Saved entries
<<<<
PR #2006, opened 2023-11-29
`ghpc import-inputs`. Fix panic; refactor to meet `gocyclo` requirements

mr0re1:
```sh ./ghpc deploy clues
$ 
./ghpc deploy clues

...

Apply complete! Resources: 0 added, 0 changed, 0 destroyed.

Outputs:

subnetwork_name_network = "default"
Collecting terraform outputs from clues/zero
Writing outputs artifact from deployment group zero to file clues/.ghpc/artifacts/zero_outputs.tfvars
collecting outputs for group one from group zero
Error: duplicate key subnetwork_name_network
```

### DIFF
--- a/pkg/shell/common_test.go
+++ b/pkg/shell/common_test.go
@@ -85,12 +85,14 @@ func (s *MySuite) TestCheckWritableDir(c *C) {
 }
 
 func (s *MySuite) TestMergeMapsWithoutLoss(c *C) {
-	m1 := map[string]int{"foo": 0}
-	m2 := map[string]int{"bar": 1}
+	t := map[string]int{"foo": 0}
+	f := map[string]int{"bar": 1}
 
-	mergeMapsWithoutLoss(m1, m2)
+	c.Check(mergeMapsWithoutLoss(t, f), IsNil)
+	c.Check(f, DeepEquals, map[string]int{"bar": 1})
+	c.Check(t, DeepEquals, map[string]int{"foo": 0, "bar": 1})
 
-	c.Assert(func() { mergeMapsWithoutLoss(m1, m1) }, PanicMatches, "unexpected key collision in maps")
+	c.Check(mergeMapsWithoutLoss(t, f), ErrorMatches, "duplicate key bar")
 }
 
 func (s *MySuite) TestValidateDeploymentDirectory(c *C) {
--- a/pkg/shell/terraform.go
+++ b/pkg/shell/terraform.go
@@ -332,6 +332,36 @@ func ExportOutputs(tf *tfexec.Terraform, artifactsDir string, applyBehavior Appl
 	return nil
 }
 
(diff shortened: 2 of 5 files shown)


pkg/shell/common_test.go
```diff
@@ -85,12 +85,14 @@ func (s *MySuite) TestCheckWritableDir(c *C) {
...
+	t := map[string]int{"foo": 0}
+	f := map[string]int{"bar": 1}
 
-	mergeMapsWithoutLoss(m1, m2)
+	c.Check(mergeMapsWithoutLoss(t, f), IsNil)
+	c.Check(f, DeepEquals, map[string]int{"bar": 1})
+	c.Check(t, DeepEquals, map[string]int{"foo": 0, "bar": 1})
 
-	c.Assert(func() { mergeMapsWithoutLoss(m1, m1) }, PanicMatches, "unexpected key collision in maps")
+	c.Check(mergeMapsWithoutLoss(t, f), ErrorMatches, "duplicate key (foo|bar)")
```
tpdownes, line 95: Why is this `(foo|bar)` and not `bar`?

pkg/shell/terraform.go
```diff
@@ -342,84 +372,67 @@ func ImportInputs(deploymentGroupDir string, artifactsDir string, expandedBluepr
...
 	}
 
-	var outfile string
+	var outFile string
+	var toImport map[string]cty.Value // input values to be imported
+
 	switch g.Kind() {
 	case config.TerraformKind:
-		outfile = filepath.Join(deploymentGroupDir, fmt.Sprintf("%s_inputs.auto.tfvars", g.Name))
+		outFile = fmt.Sprintf("%s_inputs.auto.tfvars", g.Name)
```
tpdownes, line 395: It seems to me that the different cases for outFile are not being treated the same anymore. This one doesn't have a directory path prepended to it. Is this intentional?

tpdownes (commented):
A couple questions to address.

pkg/shell/common_test.go
mr0re1: Good spot, thank you! The matcher was used for  `mergeMapsWithoutLoss(m1, m1)`, where error isn't deterministic. With new `mergeMapsWithoutLoss(t, f)`, it's always `bar`. Updated.

pkg/shell/terraform.go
>>>>
• **ASSIGNMENT**
Each record is to be retyped exactly as it appears.

• **REPLY**
PR #2006, opened 2023-11-29
`ghpc import-inputs`. Fix panic; refactor to meet `gocyclo` requirements

mr0re1:
```sh ./ghpc deploy clues
$ 
./ghpc deploy clues

...

Apply complete! Resources: 0 added, 0 changed, 0 destroyed.

Outputs:

subnetwork_name_network = "default"
Collecting terraform outputs from clues/zero
Writing outputs artifact from deployment group zero to file clues/.ghpc/artifacts/zero_outputs.tfvars
collecting outputs for group one from group zero
Error: duplicate key subnetwork_name_network
```

### DIFF
--- a/pkg/shell/common_test.go
+++ b/pkg/shell/common_test.go
@@ -85,12 +85,14 @@ func (s *MySuite) TestCheckWritableDir(c *C) {
 }
 
 func (s *MySuite) TestMergeMapsWithoutLoss(c *C) {
-	m1 := map[string]int{"foo": 0}
-	m2 := map[string]int{"bar": 1}
+	t := map[string]int{"foo": 0}
+	f := map[string]int{"bar": 1}
 
-	mergeMapsWithoutLoss(m1, m2)
+	c.Check(mergeMapsWithoutLoss(t, f), IsNil)
+	c.Check(f, DeepEquals, map[string]int{"bar": 1})
+	c.Check(t, DeepEquals, map[string]int{"foo": 0, "bar": 1})
 
-	c.Assert(func() { mergeMapsWithoutLoss(m1, m1) }, PanicMatches, "unexpected key collision in maps")
+	c.Check(mergeMapsWithoutLoss(t, f), ErrorMatches, "duplicate key bar")
 }
 
 func (s *MySuite) TestValidateDeploymentDirectory(c *C) {
--- a/pkg/shell/terraform.go
+++ b/pkg/shell/terraform.go
@@ -332,6 +332,36 @@ func ExportOutputs(tf *tfexec.Terraform, artifactsDir string, applyBehavior Appl
 	return nil
 }
 
(diff shortened: 2 of 5 files shown)


pkg/shell/common_test.go
```diff
@@ -85,12 +85,14 @@ func (s *MySuite) TestCheckWritableDir(c *C) {
...
+	t := map[string]int{"foo": 0}
+	f := map[string]int{"bar": 1}
 
-	mergeMapsWithoutLoss(m1, m2)
+	c.Check(mergeMapsWithoutLoss(t, f), IsNil)
+	c.Check(f, DeepEquals, map[string]int{"bar": 1})
+	c.Check(t, DeepEquals, map[string]int{"foo": 0, "bar": 1})
 
-	c.Assert(func() { mergeMapsWithoutLoss(m1, m1) }, PanicMatches, "unexpected key collision in maps")
+	c.Check(mergeMapsWithoutLoss(t, f), ErrorMatches, "duplicate key (foo|bar)")
```
tpdownes, line 95: Why is this `(foo|bar)` and not `bar`?

pkg/shell/terraform.go
```diff
@@ -342,84 +372,67 @@ func ImportInputs(deploymentGroupDir string, artifactsDir string, expandedBluepr
...
 	}
 
-	var outfile string
+	var outFile string
+	var toImport map[string]cty.Value // input values to be imported
+
 	switch g.Kind() {
 	case config.TerraformKind:
-		outfile = filepath.Join(deploymentGroupDir, fmt.Sprintf("%s_inputs.auto.tfvars", g.Name))
+		outFile = fmt.Sprintf("%s_inputs.auto.tfvars", g.Name)
```
tpdownes, line 395: It seems to me that the different cases for outFile are not being treated the same anymore. This one doesn't have a directory path prepended to it. Is this intentional?

tpdownes (commented):
A couple questions to address.

pkg/shell/common_test.go
mr0re1: Good spot, thank you! The matcher was used for  `mergeMapsWithoutLoss(m1, m1)`, where error isn't deterministic. With new `mergeMapsWithoutLoss(t, f)`, it's always `bar`. Updated.

pkg/shell/terraform.go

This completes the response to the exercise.